For someone to release a major software package under an open source license
with particular terms, and then to get angry when other people enjoy that
software under the terms that YOU specified, is just nonsense. You aren't
happy with the way things played out, because you didn't really understand the
types of activities that were possible or maybe just didn't think about it.

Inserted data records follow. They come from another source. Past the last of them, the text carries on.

PR #271, opened 2023-10-09
Payload to end of stream is a different message type

### LINKED ISSUE #206: Length optimization on message syntax
Since message (6.  Messages) will be the main piece of info of MOQ I think we should try to minimize its size. Assuming most of the messages send to the wire will be objects inside a quic stream, the length should be NOT needed. Could we use 1 bit in "type" to indicate if length is present, we could save some bytes without overcomplicating the protocol

martinduke:
Fixes #206 and #248.

There was consensus in Cambridge that removing the special meaning of zero length gets rid of difficult code, removes potental foot guns, saves a byte, and enables actual zero length payloads, which supposedly has use cases.

### DIFF
--- a/draft-ietf-moq-transport.md
+++ b/draft-ietf-moq-transport.md
@@ -628,9 +628,9 @@ MOQT Message {
 |------:|:---------------------------------------------------|
 | 0x0   | OBJECT without payload length ({{message-object}}) |
 |-------|----------------------------------------------------|
-| 0x1   | OBJECT with payload length ({{message-object}})    |
+| 0x1   | SETUP ({{message-setup}})                          |
 |-------|----------------------------------------------------|
-| 0x2   | SETUP ({{message-setup}})                          |
+| 0x2   | OBJECT with payload length ({{message-object}})    |
 |-------|----------------------------------------------------|
 | 0x3   | SUBSCRIBE REQUEST ({{message-subscribe-req}})      |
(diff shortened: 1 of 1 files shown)


draft-ietf-moq-transport.md
```diff
@@ -623,31 +623,33 @@ MOQT Message {
...
-| 0x9   | UNANNOUNCE  ({{message-unannounce}})             |
-|-------|--------------------------------------------------|
-| 0x10  | GOAWAY ({{message-goaway}})                      |
-|-------|--------------------------------------------------|
-| 0xA   | UNSUBSCRIBE ({{message-unsubscribe}})            |
-|-------|--------------------------------------------------|
+|-------|----------------------------------------------------|
+| ID    | Messages                                           |
+|------:|:---------------------------------------------------|
+| 0x0   | OBJECT without payload length ({{message-object}}) |
```
ianswett, line 629: We've been trying to avoid renumbering existing messages, so can you give this the next available codepoint?

ianswett (approved):
LG, but I think we'd like to avoid changing the existing codepoints.

draft-ietf-moq-transport.md
ianswett, line 629: In the interest in not making changes to existing types, can this be OBJECT with payload length, as it is today?

ianswett (approved):

PR #277, opened 2023-10-16
Explicitly specify the namespace

### LINKED ISSUE #204: SUBSCRIBE REQUEST ambiguity
Assume a setup with two publishers, a single relay and one subscriber.

P1 ANNOUNCE's track namespace fooba
P2 ANNOUNCE's track namespace foo

S1 sends a SUBSCRIBE REQUEST for Full Track Name `foobar`

How does the relay know whether `foobar` is Track Namespace: `foo` and Track Name: `bar`, or Track Namespace: `fooba` and Track Name `r`, and hence which publisher to route the subscribe to? 

I see a few possibilities:

1) The relay should not allow this scenario (via namespace construction and/or authorization).  If so the draft should include text explaining that this is disallowed (normatively?) or "bad things(tm)" happen.

2) Change SUBSCRIBE REQUEST to be able to disambiguate the Track Namespace from the Track Name.  This could be done by sending name and namespace in separate message fields, or having stricter rules for the structure of Full Track Name such that a relay can extract the constituent parts.

3) Explicitly state that Full Track Names are matched to namespaces via "longest prefix match".

ianswett:
Fixes #204 by explicitly specifying the namespace.

Also consistently changes to the (b) notation to indicate a variable length sequence of bytes.

### DIFF
--- a/draft-ietf-moq-transport.md
+++ b/draft-ietf-moq-transport.md
@@ -802,7 +802,7 @@ The format of SUBSCRIBE REQUEST is as follows:
 
 ~~~
 SUBSCRIBE REQUEST Message {
-  Namespace (b),
+  Track Namespace (b),
   Track Name (b),
   Number of Parameters (i),
   Track Request Parameters (..) ...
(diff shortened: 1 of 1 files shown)


draft-ietf-moq-transport.md
```diff
@@ -802,16 +802,17 @@ The format of SUBSCRIBE REQUEST is as follows:
 
 ~~~
 SUBSCRIBE REQUEST Message {
-  Full Track Name Length (i),
-  Full Track Name (...),
+  Namespace (b),
```
afrind, line 805: Track Namespace?

kixelated (approved):

afrind:
This PR got lost when merging 289.

PR #278, opened 2023-10-16
Start sending incomplete objects

### LINKED ISSUE #205: Relay send while receiving
Should we mention that a relay should start sending object as soon as the object can be identified (after the header)?

Since the draft points out latency as a big deal, it seems this is a must have if we want to cover ULL cases

ianswett:
Fixes #205

Also, can someone explain what the following paragraph is saying, because I'm having a difficult time parsing it.

### DIFF
--- a/draft-ietf-moq-transport.md
+++ b/draft-ietf-moq-transport.md
@@ -600,13 +600,15 @@ combine, split, or otherwise modify object payloads.  A relay SHOULD
 prioritize streams ({{priority-congestion}}) based on the send
 order/priority.
 
+A sender SHOULD begin sending incomplete objects when available to
+avoid incurring additional latency.
+
 A relay that reads from a stream and writes to stream in order will
 introduce head-of-line blocking.  Packet loss will cause stream data to
 be buffered in the QUIC library, awaiting in order delivery, which will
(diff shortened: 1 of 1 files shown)


afrind:
The next paragraph is trying to say that if you receive HoL blocked stream data at a relay you should try to forward what you have.  The goal is to mitigate accumulating latency at every relay hop.

I think this makes sense in two cases:

You receive data that you know to be within an object you have already seen the header for.  Eg: the object length is 100 and you miss bytes 0-49 but get 50-99, you can forward 50-99, as long as your QUIC library supports out of order reads and writes to a stream (not many presently do).  This also applies when the object has no length and occupies the entire stream.

You are missing some object data for object N on a stream, but you receive the header for object N + 1.  This is (potentially) less problematic since the relay might be able to open a new stream to forward it, so out-of-order stream write APIs are not required.

In any case, the text probably needs clarification, and perhaps moving from SHOULD (but we know you won't) to MAY is warranted?

fluffy (approved):
sooner is better

I do think this might be interpreted by some people in an over zealous sort of way ( like turning off nagle type things ). I do wonder about just using MAY. But happy either way. SHOULD and MAY mean the same thing.

PR #279, opened 2023-10-16
Resetting Streams doesn't affect MoQ

### LINKED ISSUE #202: Section 3.3: Cancellation
Section 3.3 currently says:

"3.3. Cancellation

   A QUIC stream MAY be canceled at any point with an error code.  The
   producer does this via a RESET_STREAM frame while the consumer
   requests cancellation with a STOP_SENDING frame.

   When using order, lower priority streams will be starved during
   congestion, perhaps indefinitely.  These streams will consume
   resources and flow control until they are canceled.  When nearing
   resource limits, an endpoint SHOULD cancel the lowest priority stream
   with error code 0.

   The sender MAY cancel streams in response to congestion.  This can be
   useful when the sender does not support stream prioritization.

   TODO: this section actually describes stream cancellation, not
   session cancellation.  Is this section required, or can it be
   deleted, or added to a new "workflow" section."

[BA]  While the meaning of STOP_SENDING is clear for frame/stream transport
(e.g. stop sending the frame whose transmission is currently in progress),
it is less clear when multiple frames are transported on the same QUIC
stream.

In the case where multiple frames are being transmitted on a stream, the
problem is that STOP_SENDING does not indicate *which* frame the receiver
has given up on.  So how is the sender to interpret it?  For example, after
resetting the stream, does the sender open a new stream?  If so, what
frame(s) are to be transmitted on that new stream?

To address this ambiguity, an application-layer message(s) could be
defined, indicating exactly what the receiver wants the sender to do:

* Stop (re-)transmission of a particular (named) frame.  The existing
stream is reset and a new stream is opened for transmission of subsequent
frames.

* Stop transmission of layer(s). The receiver wishes to the sender to
adjust the operating point, by stopping the transmission of one or more
temporal or spatial layers.  Only the layers that remain will be
transmitted on new stream(s).

Mailing list thread: https://mailarchive.ietf.org/arch/msg/moq/1Zi-IO12grZpEkrYw5c8aXyK9-M/

ianswett:
Fixes #202

### DIFF
--- a/draft-ietf-moq-transport.md
+++ b/draft-ietf-moq-transport.md
@@ -374,10 +374,10 @@ results in the session being closed as a 'Protocol Violation'.
 
 ## Stream Cancellation
 
-A QUIC stream MAY be canceled due to congestion or other reasons by either
-the sender or receiver. Early termination of a QUIC stream does not
-affect the MoQ application state, and therefore has no effect on outstanding
-subscriptions.
+QUIC streams aside from the control stream MAY be canceled due to congestion
+or other reasons by either the sender or receiver. Early termination of a
+QUIC stream does not affect the MoQ application state, and therefore has no
+effect on outstanding subscriptions.
 
 ## Termination  {#session-termination}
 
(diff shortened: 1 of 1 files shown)


fluffy (approved):
Might want to make it clear this does not apply to control streams

fluffy (approved):
Like the change.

Look, it's their software and they can re-license it as they see fit. But to
vilify AWS for using their open source software legitimately under the terms
they licensed it under is offensive. _That_ is giving the middle finger to
open source.

How exactly the author of this article can write something that finds fault in
the company using software legitimately under an open source license, and not
with the company who is re-licensing their software to a non-OSI license? Who
is truly giving the middle finger to open source?

------
talkingtab
The most important issue to me is that Amazon benefits from open source not
only without supporting it, but by threatening it. While we can argue whether
it is MongoDb or not and other issues, it is clear that Amazon benefits.
Otherwise why not simply invent their own API? They have the benefit of a well
thought out system, of a large pool of people who know and can use MongoDB.
Can they afford to support MongoDB? If not perhaps they should just 'fess up.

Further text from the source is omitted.